Work required:
Look for the line containing "Btw, is it that" in the records below. Then output it and all the lines that follow, exactly and without any others.

[[ Raw data, beginning ]]

PR #4610, opened 2025-01-16
KTOR-7139 Fix exception thrown in onCallRespond makes the client wait…

e5l:
Fix [KTOR-7139](https://youtrack.jetbrains.com/issue/KTOR-7139) Exception thrown in onCallRespond makes the client wait for response indefinitely


bjhham (approved):
LGMT 👍

PR #4613, opened 2025-01-17
KTOR-8008 Fix uncaught exceptions in websocket pinger

bjhham:
**Subsystem**
Core, I/O

**Motivation**
[KTOR-8008](https://youtrack.jetbrains.com/issue/KTOR-8008) Uncaught cannot write to a channel errors from ws-pinger

**Solution**
- Fixed the immediate problem by simply ignoring closed channel exceptions, since this is normal for the ping operation when it tries to write to a closed connection before cancellation.
- Introduced sub-types for closed byte channel exceptions over the current IOException typealias approach to allow for more granular exception handling
- Replaced the custom getter for `CloseToken.cause` with `wrapCause()` to be more explicit with the behavior.


osipxd (approved):
👍 

Btw, is it that "impactful change"?

bjhham:
@osipxd I would say it's not an impactful change because the new exception types are still under the IOException hierarchy and the pinger catch clause should just bring the behaviour back to what was expected in earlier releases

PR #4615, opened 2025-01-17
KTOR-7743 Remove redundant configurations for JVM target

osipxd:
**Subsystem**
Infrastructure

**Motivation**
Cleanup before moving JVM target configs to the `build-logic` in [KTOR-7743](https://youtrack.jetbrains.com/issue/KTOR-7743).

**Solution**
- Remove jetty-apln-boot as it is not necessary anymore
- Move test logback config to `ktor-server-test-base` and remove `testOutput` configuration

### DIFF
--- a/build.gradle.kts
+++ b/build.gradle.kts
@@ -57,10 +57,6 @@ subprojects {
     configureTargets()
     if (CI) configureTestTasksOnCi()
 
-    configurations {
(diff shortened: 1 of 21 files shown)


osipxd:
> Gotta love seeing the red 🔥

But not in tests :D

[[ Raw data, end ]]

Response:
Btw, is it that "impactful change"?

bjhham:
@osipxd I would say it's not an impactful change because the new exception types are still under the IOException hierarchy and the pinger catch clause should just bring the behaviour back to what was expected in earlier releases

PR #4615, opened 2025-01-17
KTOR-7743 Remove redundant configurations for JVM target

osipxd:
**Subsystem**
Infrastructure

**Motivation**
Cleanup before moving JVM target configs to the `build-logic` in [KTOR-7743](https://youtrack.jetbrains.com/issue/KTOR-7743).

**Solution**
- Remove jetty-apln-boot as it is not necessary anymore
- Move test logback config to `ktor-server-test-base` and remove `testOutput` configuration

### DIFF
--- a/build.gradle.kts
+++ b/build.gradle.kts
@@ -57,10 +57,6 @@ subprojects {
     configureTargets()
     if (CI) configureTestTasksOnCi()
 
-    configurations {
(diff shortened: 1 of 21 files shown)


osipxd:
> Gotta love seeing the red 🔥

But not in tests :D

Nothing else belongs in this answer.